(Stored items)
PR #387, opened 2018-03-01
 htmlValidator and killValidator 100%

siuster95:
implements #404


lib/scripts/killValidator.js
```diff
@@ -88,66 +92,86 @@ getValidator()
...
+          scanPort(currentPortinTest, endingPort)
+        })
+
+        socket.on('end', () => {
+          socket.destroy()
+          currentPortinTest++
+          scanPort(currentPortinTest, endingPort)
+        })
+      } else {
+
```
Autre31415: Why is there an empty else condition here?

lib/scripts/killValidator.js
```diff
@@ -88,66 +92,86 @@ getValidator()
...
-
-      socket.connect(currentPort, host, function () {
-        let options = {
-          url: 'http://localhost:',
-          port: currentPort,
-          method: 'GET',
-          headers: {
-            'User-Agent': 'request'
+/*
+MY PROPOSAL: From what I gather, my hypothesis on why the original way was not working was because since it was blasting through trying to connect to 65535 ports at once,
```
Autre31415: This proposal comment needs to be removed before this can be merged

roosevelt.js
```diff
@@ -245,10 +245,36 @@ module.exports = function (params) {
       })
     } else {
       if (!app.get('params').https.httpsOnly) {
-        servers.push(httpServer.listen(app.get('port'), (params.localhostOnly && appEnv !== 'development' ? 'localhost' : null), startupCallback(' HTTP', app.get('port'))))
+        servers.push(httpServer.listen(app.get('port'), (params.localhostOnly && appEnv !== 'development' ? 'localhost' : null), startupCallback(' HTTP', app.get('port'))).on('error', (err) => {
+          if (err) {
```
Autre31415: Store these in a single function and call it twice, rather than repeating code.

PR #394, opened 2018-03-07
ConfigAuditor Quest to 100% (Coveralls 100%)

siuster95:


Autre31415:
Ideally you should be able to test the configAudit script without starting an app. While it is true the script does indeed run in this particular scenario, it does so only incidentally. Roosevelt will run the configAudit script when it thinks you're starting an app for the first time and it determines this by checking for the existence of the public folder which wouldn't exist yet at this point if the app is being started fresh. Since this is designed behavior it should be tested in isolation as well in addition to other tests.

The ideal test suite would look something like this:
1. Test configAudit by itself by requiring it directly.
    - Also try to find a way to suppress its console output from spamming the console.
2. Test configAudit by initializing it as a child process fork. (See if you can manipulate the cwd to be correct in this scenario. I believe the child_process exposes a param for this)
3. Test that configAudit is executed when a testApp is started that doesn't contain a `public` folder (Basically the same as the test already here)
4. Test that configAudit doesn't execute when a testApp is started that does contain the `public` folder.

test/unit/configAuditorTest.js
```diff
@@ -0,0 +1,608 @@
...
+    let testApp = fork(path.join(appDir, '../', '../', '../', '/lib', '/scripts', '/configAuditor.js'), [], {'cwd': appDir, 'stdio': ['pipe', 'pipe', 'pipe', 'ipc']})
+
+    testApp.stdout.on('data', (data) => {
+      if (data.includes('Starting roosevelt user configuration audit...')) {
+        startingConfigAuditBool = true
+      }
+      if (data.includes('Configuration audit completed with no errors found.')) {
+        noErrorsBool = true
+      }
+      console.log(`stdout: ${data}`)
```
Autre31415: console.log here

Autre31415:
:tada: :tada: 5.4%!

PR #405, opened 2018-03-26
Added minimist for command line argument parsing

alallier:
I the parsed command line arguments in the return API and in the Express application. Not sure where you want it, I'm happy to change it given your review.

I probably need to add a test for this?


kethinov:
After discussion with @alallier we decided against this addition for now. Might reconsider in the future to refactor [stuff like this](https://github.com/rooseveltframework/roosevelt/blob/92ed0187a552f02661730c6b6cff931142477e98/lib/sourceFlags.js#L32) and then expose to the dependency to the user in the way this PR does, but for now there is not a sufficient enough need.

PR #409, opened 2018-03-28
Proposal for compressing the test cases

siuster95:


kethinov:
need to fix the merge conflict

package.json
```diff
@@ -48,7 +48,8 @@
     "sinon": "~5.0.0",
     "standard": "~11.0.0",
     "supertest": "~3.0.0",
-    "teddy": "~0.4.23"
+    "teddy": "~0.4.23",
+    "execa": "~0.10.0"
```
kethinov: this should be removed if it is not being used

also need to fix the merge conflict

PR #425, opened 2018-04-17
 roosevelt 100% part 2 

siuster95:


siuster95:
Removed the EPERM and EADDRNOTAVAIL from the server.listen error catch. I am not aware of a way for  them to be triggered in roosevelt, thus I have cut them out

roosevelt.js
```diff
@@ -234,18 +234,12 @@ module.exports = function (params) {
 
     function serverPush (server, serverPort, serverFormat) {
       servers.push(server.listen(serverPort, (params.localhostOnly && appEnv !== 'development' ? 'localhost' : null), startupCallback(` ${serverFormat}`, serverPort)).on('error', (err) => {
-        if (err) {
-          if (err.message.includes('EADDRINUSE')) {
-            logger.error(`Another process is using port ${serverPort}. Either kill that process or change this app's port number.`.red)
-          } else if (err.message.includes('EPERM')) {
```
kethinov: you need to restore this error message

the trouble is we were sniffing for the wrong error code. this should be scanning for EACCES to print this error

your other unit test below that scans for EACCES because it wasn't an error code we were handling can be switched to EPERM instead

kethinov:
merge conflict

PR #432, opened 2018-04-20
killValidator 100% part 2 

siuster95:


siuster95:
Got rid of the try catch blocks like I did for the html Validator

PR #496, opened 2018-07-18
Source files from .gitignore for our jsCompiler (closes #39)

### LINKED ISSUE #39: Files to ignore in jsCompiler.js should be sourced from .gitignore
Right now it's hardcoded to Thumbs.db.

JoshL18:
Now reads from our `.gitignore` file for `jsCompiler.js` instead of just looking for a single dot, two dots, or the `Thumbs.db` file

### DIFF
--- a/lib/jsCompiler.js
+++ b/lib/jsCompiler.js
@@ -19,6 +19,7 @@ module.exports = function (app, callback) {
   const fsr = require('./tools/fsr')(app)
   let preprocessor
   let jsFiles
+  let gitignoreFiles = []
   let preprocessorModule
   let preprocessorArgs
   let promises = []
@@ -84,6 +85,21 @@ module.exports = function (app, callback) {
     jsFiles = klawSync(jsPath)
   }
 
+  // read files to ignore from .gitignore
+  fs.readFile('.gitignore', (err, data) => {
+    let split
+    if (err) {
+      logger.error(err)
+    }
+    split = data.toString().split('\n')
+    split.forEach((line) => {
+      // skip blank lines
+      if (line !== '') {
+        gitignoreFiles.push(line)
+      }
+    })
+  })
+
   jsFiles.forEach((file) => {
     file = file.path || file
     promises.push(
@@ -105,7 +121,7 @@ module.exports = function (app, callback) {
           }
         }
 
-        if (file === '.' || file === '..' || file === 'Thumbs.db' || fs.lstatSync(usingWhitelist ? path.join(jsPath, file) : file).isDirectory()) {
+        if (gitignoreFiles.includes(file) || fs.lstatSync(usingWhitelist ? path.join(jsPath, file) : file).isDirectory()) {
           resolve()
         }
 


lib/jsCompiler.js
```diff
@@ -84,6 +85,21 @@ module.exports = function (app, callback) {
...
+  // read files to ignore from .gitignore
+  fs.readFile('.gitignore', (err, data) => {
+    let split
+    if (err) {
+      logger.error(err)
+    }
+    split = data.toString().split('\n')
+    split.forEach((line) => {
+      // skip blank lines
+      if (line !== '') {
```
kethinov: should account for other kinds of invalid entries too, like comments or whole lines filled with long whitespace

lib/jsCompiler.js
```diff
@@ -84,6 +87,13 @@ module.exports = function (app, callback) {
     jsFiles = klawSync(jsPath)
   }
 
+  if (fsr.fileExists(path.join(app.get('appDir'), '.gitignore'))) {
+    ignoreExists = true
+  } else {
+    logger.log('🔔', 'No .gitignore file found. Compiler will get files to ignore from list of defaults.'.yellow)
```
Autre31415: We don't need to log this stuff

lib/jsCompiler.js
```diff
@@ -105,8 +115,20 @@ module.exports = function (app, callback) {
           }
         }
 
-        if (file === '.' || file === '..' || file === 'Thumbs.db' || fs.lstatSync(usingWhitelist ? path.join(jsPath, file) : file).isDirectory()) {
-          resolve()
+        if (ignoreExists) {
+          if (dotgit.ignore(file) || file === '.' || file === '..') {
+            logger.log('💭', `${file} read from .gitignore and will not be compiled`)
```
Autre31415: No need for this log either

lib/jsCompiler.js
```diff
@@ -105,8 +115,20 @@ module.exports = function (app, callback) {
...
+            resolve()
+          }
+        } else {
+          let length = defaults.length
+          // scan through list of defaults for file
+          while (length--) {
+            if (file === '.' || file === '..' || file.indexOf(defaults[length]) !== -1 || fs.lstatSync(usingWhitelist ? path.join(jsPath, file) : file).isDirectory()) {
+              logger.log('💭', `${file} read from defaults and will not be compiled`)
```
Autre31415: Or this log either

package.json
```diff
@@ -19,6 +19,7 @@
     "colors": "~1.3.0",
     "compression": "~1.7.0",
     "cookie-parser": "~1.4.0",
+    "dotgitignore": "~1.0.3",
```
kethinov: adding a whole dependency to split a file's contents by newlines isn't really necessary

JoshL18: this dependency is also doing the checking for us whether or not a file is affected by the .gitignore, returning true or false whether or not the file you pass is it meant to be ignored by gitignore. this saves us having to do a lot of things besides just splitting a file into new lines

kethinov: that's not hard to do manually though and the dependency isn't a terribly active project. we've run into problems in the past with adding dependencies that aren't being actively maintained and were never much code to begin with. the rule of thumb is a dependency needs to have some decent level of substance and active maintenance behind it before it's worth including in a project, and this one isn't quite passing the sniff test

lib/jsCompiler.js
```diff
@@ -18,6 +19,7 @@ module.exports = function (app, callback) {
   const logger = require('./tools/logger')(app.get('params').logging)
   const fsr = require('./tools/fsr')(app)
   let preprocessor
+  let gitignoreFiles = gitignoreScanner(path.join(app.get('appDir'), '.gitignore'))
```
Autre31415: Don't run the gitignore scanner until just before it's needed, that way it only gets run when the compiler is enabled and ready to go.

lib/tools/gitignoreScanner.js
```diff
@@ -0,0 +1,35 @@
...
+  } catch (e) {
+    // if we can not, return list of defaults
+    return fileList
+  }
+
+  // get data from .gitignore, trim it of whitespace, split at new lines
+  gitData = fs.readFileSync(gitignorePath).toString().trim().split('\n')
+
+  // skip lines already in fileList as well as blank lines/comments
+  gitData.forEach((line) => {
```
Autre31415: Trim in individual line in this loop before examining the contents to defend against random whitespace.

lib/tools/gitignoreScanner.js
```diff
@@ -0,0 +1,41 @@
+// Module for scanning the .gitignore and constructing a list of files to ignore
+const fs = require('fs')
+const path = require('path')
+
+module.exports = function (gitignorePath) {
+  let fileList = ['lib-cov', 'node_modules', 'pids', 'logs', 'results', 'Thumbs.db', '*.seed', 'npm-debug.log', '.build', 'public', '*.log', '*.csv', '*.dat', '*.out', '*.pid', '*.gz', '.DS_Store']
```
kethinov: the ones with * in them can go

lib/tools/gitignoreScanner.js
```diff
@@ -0,0 +1,41 @@
...
+  try {
+    // ensure that we can access .gitignore
+    fs.accessSync(gitignorePath)
+  } catch (e) {
+    // if we can not, return list of defaults
+    return fileList
+  }
+
+  // get data from .gitignore, trim it of whitespace, split at new lines
+  gitData = fs.readFileSync(gitignorePath).toString().split('\n')
```
kethinov: 1. why is `toString()` necessary? shouldn't `readFileSync` give you a string already?
2. does this account for differences in how each OS handles line endings? what if the .gitignore file is authored in a windows environment?

lib/tools/gitignoreScanner.js
```diff
@@ -0,0 +1,41 @@
...
+
+  // skip lines already in fileList as well as blank lines/comments
+  gitData.forEach((line) => {
+    line = line.trim()
+    if (!fileList.includes(line)) {
+      if (line !== '' && !line.startsWith('#') && !line.endsWith('.js') && !line.endsWith('.css') && !line.endsWith('.less') && !line.endsWith('.sass') && !line.endsWith('.scss') && !line.endsWith('.jsx')) {
```
kethinov: throw in .coffee, .litcoffee, .ts, and .tsx

lib/tools/gitignoreScanner.js
```diff
@@ -0,0 +1,41 @@
...
+        fileList.push(line)
+      }
+    }
+  })
+
+  // apply basename to each line
+  fileList.forEach((file) => {
+    if (file.startsWith('*')) {
+      let ext = file.split('*')
```
kethinov: straight up discard any line with * in it

lib/tools/gitignoreScanner.js
Autre31415: For point 2 I think it would be safer to use `.split(/\r?\n/)` to ensure OS compatibility.

JoshL18: For point 1, just using `readFileSync` returns a buffer string to gitData like:
 `<Buffer 6c 69 62 2d 63 6f 76 0a 2a 2e 73 65 65 64 0a 2a 2e 6c 6f 67 0a 2a 2e 63 73 76 0a 2a 2e 64 61 74 0a 2a 2e 6f 75 74 0a 2a 2e 70 69 64 0a 2a 2e 67 7a 0a ... >`
 Then after appending a `toString()` to it, gitData will get returned the content of the gitignore file like we need

lib/tools/gitignoreScanner.js
```diff
@@ -0,0 +1,40 @@
...
+    if (!fileList.includes(line)) {
+      if (line !== '' && !line.startsWith('#') && !line.endsWith('.js') && !line.endsWith('.css') && !line.endsWith('.less') && !line.endsWith('.sass') && !line.endsWith('.scss') && !line.endsWith('.jsx') && !line.endsWith('.coffee') && !line.endsWith('.litcoffee') && !line.endsWith('.ts') && !line.endsWith('.tsx')) {
+        fileList.push(line)
+      }
+    }
+  })
+
+  // apply basename to each line
+  fileList.forEach((file) => {
+    if (file.startsWith('*')) {
```
kethinov: if the line contains * anywhere, we should toss it. not just starts with

PR #7959, opened 2020-08-27
Fix #7958 by checking for valid `firstChild`.

tomi-bigpi:
### Suggested merge commit message ([convention](https://ckeditor.com/docs/ckeditor5/latest/framework/guides/contributing/git-commit-message-convention.html))

Fix (paste-from-office): Fix list paste from Google Docs with empty item. Closes #7958.

### Additional information
Note that I didn't include an HTML file named `empty-list-item.html` under `packages/ckeditor5-paste-from-office/tests/_data/paste-from-google-docs/lists/empty-list-item` as I couldn't find any references to the use in the other fixtures that had that corresponding file.

PR #8354, opened 2020-10-27
Pasting a list into another list (fix list-style attr)

### LINKED ISSUE #8160: Pasting list inside other list results in two list types on the same level

1.  Create a two-level list.
2.  Set level two style to bulleted list style (ie circles).
3.  Create a second list with numbered list styles (ie roman).
4.  Select & copy the second list.
5.  Put caret inside the first list item on level two of the first list.
6.  Paste.

### ✔️ Expected result

The styles are set to the same list style & type on every list item from level two.

### ❌ Actual result

The items pasted after the selected list item have their styles retained.

You cannot have this effect using UI and changin list styles as we change all items on the same level when changing list style of one item (second part of the above GIF).

## 📃 Other details

*   CKEditor version: master @ iteration 36
*   Installed CKEditor plugins: ListStyles

---

pomek:
#7959 # Suggested merge commit message ([convention](https://ckeditor.com/docs/ckeditor5/latest/framework/guides/contributing/git-commit-message-convention.html))

Fix (list): List styles will be inherited correctly when pasting a list into another list. Closes #8160.

---

### Additional information

_I know, I used the best solution for detecting that content comes from pasting… How could we improve that?_

### DIFF
--- a/packages/ckeditor5-list/package.json
+++ b/packages/ckeditor5-list/package.json
@@ -10,7 +10,6 @@
     "ckeditor5-plugin"
   ],
   "dependencies": {
-    "@ckeditor/ckeditor5-clipboard": "^23.0.0",
     "@ckeditor/ckeditor5-core": "^23.0.0",
     "@ckeditor/ckeditor5-engine": "^23.0.0",
     "@ckeditor/ckeditor5-paragraph": "^23.0.0",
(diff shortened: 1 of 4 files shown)


jodator:
@pomek I thought it would require extracting the `if()` to separate method but it turned out that it has many drawbacks: 00610fd.

*   There was missing `wasFixed = true` and the condition was causing infinite fix-loops as the check caught also cases of the same list types.
*   The logic was _slightly_ different from `shouldInheritListType()` and the `if( prevSibling &&` was duplicated from that function - so I've inlined those checks in new function.
*   Then it was just moving the method around.

jodator:
Additionally, I've moved the check from the `fixListStyleAttributeOnListItemElements()` so the functions will not be re-created on every `fixListStyleAttributeOnListItemElements()` call.

jodator (approved):
LGTM ;)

_Exercise goal_.
Whenever "gitignorePath" occurs in a line of the entries, copy that line.

_Task response_.
+  gitData = fs.readFileSync(gitignorePath).toString().trim().split('\n')
+module.exports = function (gitignorePath) {
+    fs.accessSync(gitignorePath)
+  gitData = fs.readFileSync(gitignorePath).toString().split('\n')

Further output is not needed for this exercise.